■ **Task objective**:
Beneath this task are records; count the lines among them that contain the word "approved" and answer with the number only.

■ **Records to process**:
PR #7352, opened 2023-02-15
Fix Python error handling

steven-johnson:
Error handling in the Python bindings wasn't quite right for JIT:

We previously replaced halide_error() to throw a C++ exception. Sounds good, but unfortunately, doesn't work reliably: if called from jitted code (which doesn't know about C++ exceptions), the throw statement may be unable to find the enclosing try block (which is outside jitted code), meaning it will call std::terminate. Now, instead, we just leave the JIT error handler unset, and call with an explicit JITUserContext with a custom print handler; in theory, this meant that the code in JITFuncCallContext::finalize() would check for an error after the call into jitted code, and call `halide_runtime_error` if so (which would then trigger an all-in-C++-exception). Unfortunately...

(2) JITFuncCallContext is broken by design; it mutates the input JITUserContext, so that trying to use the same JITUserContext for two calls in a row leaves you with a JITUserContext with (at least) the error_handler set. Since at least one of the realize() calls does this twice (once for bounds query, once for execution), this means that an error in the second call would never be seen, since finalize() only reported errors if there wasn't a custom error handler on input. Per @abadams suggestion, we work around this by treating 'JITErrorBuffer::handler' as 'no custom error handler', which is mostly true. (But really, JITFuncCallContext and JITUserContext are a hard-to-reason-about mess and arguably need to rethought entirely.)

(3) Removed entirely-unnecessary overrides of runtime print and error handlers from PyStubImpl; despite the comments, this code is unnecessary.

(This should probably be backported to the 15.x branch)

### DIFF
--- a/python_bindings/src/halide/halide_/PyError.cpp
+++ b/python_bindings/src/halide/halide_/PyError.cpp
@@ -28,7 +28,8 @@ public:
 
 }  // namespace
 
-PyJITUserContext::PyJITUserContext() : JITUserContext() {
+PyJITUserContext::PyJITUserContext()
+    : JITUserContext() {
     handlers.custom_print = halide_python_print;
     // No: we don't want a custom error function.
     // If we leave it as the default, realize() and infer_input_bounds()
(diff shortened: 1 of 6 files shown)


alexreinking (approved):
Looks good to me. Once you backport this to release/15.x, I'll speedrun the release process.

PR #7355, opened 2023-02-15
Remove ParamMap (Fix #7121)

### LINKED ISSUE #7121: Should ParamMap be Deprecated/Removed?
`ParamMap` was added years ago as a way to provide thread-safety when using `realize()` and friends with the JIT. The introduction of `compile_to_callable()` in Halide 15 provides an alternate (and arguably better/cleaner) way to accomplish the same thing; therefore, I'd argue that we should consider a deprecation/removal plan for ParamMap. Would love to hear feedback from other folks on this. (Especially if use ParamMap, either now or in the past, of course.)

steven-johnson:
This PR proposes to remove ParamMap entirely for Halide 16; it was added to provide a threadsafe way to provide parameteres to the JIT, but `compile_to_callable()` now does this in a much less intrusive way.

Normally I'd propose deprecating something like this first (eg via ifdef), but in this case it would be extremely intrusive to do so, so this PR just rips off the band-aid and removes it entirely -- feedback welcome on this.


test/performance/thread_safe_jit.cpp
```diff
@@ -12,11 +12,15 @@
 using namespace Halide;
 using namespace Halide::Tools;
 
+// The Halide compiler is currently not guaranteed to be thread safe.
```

...

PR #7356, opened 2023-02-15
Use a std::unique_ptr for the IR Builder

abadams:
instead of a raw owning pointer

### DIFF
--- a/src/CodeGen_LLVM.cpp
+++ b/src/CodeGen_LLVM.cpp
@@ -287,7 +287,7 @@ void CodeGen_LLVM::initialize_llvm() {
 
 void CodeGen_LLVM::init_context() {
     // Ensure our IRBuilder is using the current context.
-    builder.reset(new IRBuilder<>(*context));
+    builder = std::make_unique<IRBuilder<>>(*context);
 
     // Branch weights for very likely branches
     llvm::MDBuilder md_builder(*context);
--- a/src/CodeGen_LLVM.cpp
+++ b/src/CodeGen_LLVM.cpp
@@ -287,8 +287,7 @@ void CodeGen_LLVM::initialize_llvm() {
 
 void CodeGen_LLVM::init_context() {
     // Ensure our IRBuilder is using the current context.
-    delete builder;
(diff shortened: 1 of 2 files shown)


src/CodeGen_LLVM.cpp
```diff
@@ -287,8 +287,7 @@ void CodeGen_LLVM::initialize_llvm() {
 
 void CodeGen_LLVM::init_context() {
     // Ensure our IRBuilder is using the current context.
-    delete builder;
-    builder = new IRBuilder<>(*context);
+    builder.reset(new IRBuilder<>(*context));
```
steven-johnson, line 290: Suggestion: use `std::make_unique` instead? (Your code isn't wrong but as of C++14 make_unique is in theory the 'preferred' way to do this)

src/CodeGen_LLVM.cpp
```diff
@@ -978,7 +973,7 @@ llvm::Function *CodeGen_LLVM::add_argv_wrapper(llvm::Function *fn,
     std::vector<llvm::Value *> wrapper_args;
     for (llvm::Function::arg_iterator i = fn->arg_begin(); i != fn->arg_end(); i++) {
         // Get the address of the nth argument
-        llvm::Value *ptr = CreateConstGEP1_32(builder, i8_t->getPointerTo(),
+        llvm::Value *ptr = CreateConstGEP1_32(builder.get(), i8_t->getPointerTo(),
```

...

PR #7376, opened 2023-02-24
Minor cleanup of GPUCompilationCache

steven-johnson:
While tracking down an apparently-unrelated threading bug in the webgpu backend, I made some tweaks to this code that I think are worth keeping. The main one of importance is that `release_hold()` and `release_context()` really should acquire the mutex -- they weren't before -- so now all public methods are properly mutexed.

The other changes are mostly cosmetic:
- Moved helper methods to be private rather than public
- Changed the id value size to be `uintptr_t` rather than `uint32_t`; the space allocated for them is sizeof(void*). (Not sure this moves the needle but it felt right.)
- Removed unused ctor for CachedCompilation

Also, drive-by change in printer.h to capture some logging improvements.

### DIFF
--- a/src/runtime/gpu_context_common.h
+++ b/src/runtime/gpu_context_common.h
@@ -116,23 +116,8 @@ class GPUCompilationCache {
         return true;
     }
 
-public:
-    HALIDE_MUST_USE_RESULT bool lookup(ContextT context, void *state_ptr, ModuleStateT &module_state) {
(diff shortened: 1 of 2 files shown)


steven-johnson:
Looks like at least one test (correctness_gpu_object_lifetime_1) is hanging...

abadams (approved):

■ **Exercise answer**:
2